-- Opening Marker --
PR #1461, opened 2023-04-14
fix: updated dependency

VB-at-Bis:
Fixes Dependabot alert 28 https://github.com/bcgov/CONN-CCBC-portal/security/dependabot/28 (weakness CWE-1321)


eazeredo:
Vlad, is this ready for review?
If yes, can you move it to the Dev Review column?

AntBush (approved):

PR #1467, opened 2023-04-17
fix: update sqitch.plan

VB-at-Bis:
set correct chronological order


AntBush:
We can close this right?

PR #1478, opened 2023-04-18
fix: replace schemaspy snapshot tag with latest

marcellmueller:
Replaced the `snapshot` tag with `latest`. Snapshot is the latest development build which is volatile by nature, while latest is the latest release and only behind by a few weeks at the moment. If this issue comes up again we can lock in a specific version in the future.

Successful test run:

https://github.com/bcgov/CONN-CCBC-portal/actions/runs/4736614960/jobs/8408408417


AntBush (approved):
:shipit:

PR #1480, opened 2023-04-19
fix: update archiver to use new role for archiving

AntBush:
Implements # \<issue number\>


marcellmueller (approved):
Nice work, this seems to be working well.

PR #1482, opened 2023-04-19
feat: update relay store for external status change

marcellmueller:
External status in header should update instantly on change now


AntBush (approved):
Looks good, thanks!

Issue #1466, opened 2023-04-17
Provide ISED access to the Portal with Business BCeID


MarsRomer:
As an ISED member
I want to access the analyst portal
So that I can better collaborate with NWBC on the applications and projects

**Description:**
This ticket is to provide ISED with access to the Analyst Portal using their Business BCeID

# Acceptance Criteria:
- [x] Get access to a test Business BCeID account for the team 
- [x] ISED can log in with their Business BCeID (use login button in top right corner of login)
- [x] ISED can view and make changes the same as the analysts role
- [x] History table shows the name of ISED person for 'who' made changes

Note:  https://github.com/bcgov/sso-keycloak/blob/dev/docs/migration-guide.md 
## {Page Name}

**Screen**

[wireframe 1]
[wireframe 2]

- [ ] .

**Page Behaviours**

- [ ] .
- [ ] .
- [ ] .

**Validations**

- [ ] .
- [ ] .
- [ ] .

**Actions**

- [ ] .
- [ ] .
- [ ] .

### Not included:
- .
- .

## Implementation Details
- **DB:**
  - .
  - .
- **Middleware:**
  - .
  - .
- **Frontend:**
  - .
  - .
- **Tests:**
  - .
  - .
- **Documentation:**
  - .
  - .

MarsRomer:
Hey team! Please [add your planning poker estimate](https://app.zenhub.com/workspaces/CCBC---Delivery-Board-61c0c1204c8bcb001491c5f3/issues/bcgov/CONN-CCBC-portal/1466?planning-poker) with Zenhub @AntBush @marcellmueller @VB-at-Bis

MarsRomer:
I don't know if it's the same redirect issue we are having with logging in internally to the analyst portal but I can't seem to be able to get to the analyst dashboard after logging in with the Business BCeID.  After logging in, I get redirectd to the Applicant dashboard and I can't figure out how to get to get to the analyst portal

marcellmueller:
Did you add an analyst role to your BCeID in the SSO dashboard?

MarsRomer:
hah, that was it!  Thank you! It works now!

marcellmueller:
Haha nice, at least you got to confirm that people with regular BCeID with no role added can’t login to the analyst side 🙂

PR #1488, opened 2023-04-20
1466 ised access

marcellmueller:
Implements #1466

To test this you will need a dev BCeID business account (ask Raphael) then add an `analyst` role in [SSO](https://bcgov.github.io/sso-requests). Once the `analyst` role has been added you will be taken to the analyst dashboard using the BCeID business account.

Once you log in you should be able to see that `external_analyst` has been set to true in `ccbc_user` table which we use in the history table to display the analyst name since previously we were just using the session sub including `idir` for `isAnalyst`.


db/deploy/mutations/create_user_from_session.sql
```diff
@@ -8,15 +8,22 @@ as $function$
 declare
   jwt ccbc_public.keycloak_jwt;
   result ccbc_public.ccbc_user;
+  is_external_analyst boolean;
 begin
   select * from ccbc_public.session() into jwt;
 
+  select true into is_external_analyst
```
VB-at-Bis, line 15: Perfect!

VB-at-Bis (approved):
Looks good to me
-- Closing Marker --
**Requirement**
When you reach the line in the material above that holds "Fixes Dependabot alert", begin reproducing lines exactly, and stop after the line that holds "- [x] Get access".

**Answer for this exercise**
Fixes Dependabot alert 28 https://github.com/bcgov/CONN-CCBC-portal/security/dependabot/28 (weakness CWE-1321)


eazeredo:
Vlad, is this ready for review?
If yes, can you move it to the Dev Review column?

AntBush (approved):

PR #1467, opened 2023-04-17
fix: update sqitch.plan

VB-at-Bis:
set correct chronological order


AntBush:
We can close this right?

PR #1478, opened 2023-04-18
fix: replace schemaspy snapshot tag with latest

marcellmueller:
Replaced the `snapshot` tag with `latest`. Snapshot is the latest development build which is volatile by nature, while latest is the latest release and only behind by a few weeks at the moment. If this issue comes up again we can lock in a specific version in the future.

Successful test run:

https://github.com/bcgov/CONN-CCBC-portal/actions/runs/4736614960/jobs/8408408417


AntBush (approved):
:shipit:

PR #1480, opened 2023-04-19
fix: update archiver to use new role for archiving

AntBush:
Implements # \<issue number\>


marcellmueller (approved):
Nice work, this seems to be working well.

PR #1482, opened 2023-04-19
feat: update relay store for external status change

marcellmueller:
External status in header should update instantly on change now


AntBush (approved):
Looks good, thanks!

Issue #1466, opened 2023-04-17
Provide ISED access to the Portal with Business BCeID


MarsRomer:
As an ISED member
I want to access the analyst portal
So that I can better collaborate with NWBC on the applications and projects

**Description:**
This ticket is to provide ISED with access to the Analyst Portal using their Business BCeID

# Acceptance Criteria:
- [x] Get access to a test Business BCeID account for the team 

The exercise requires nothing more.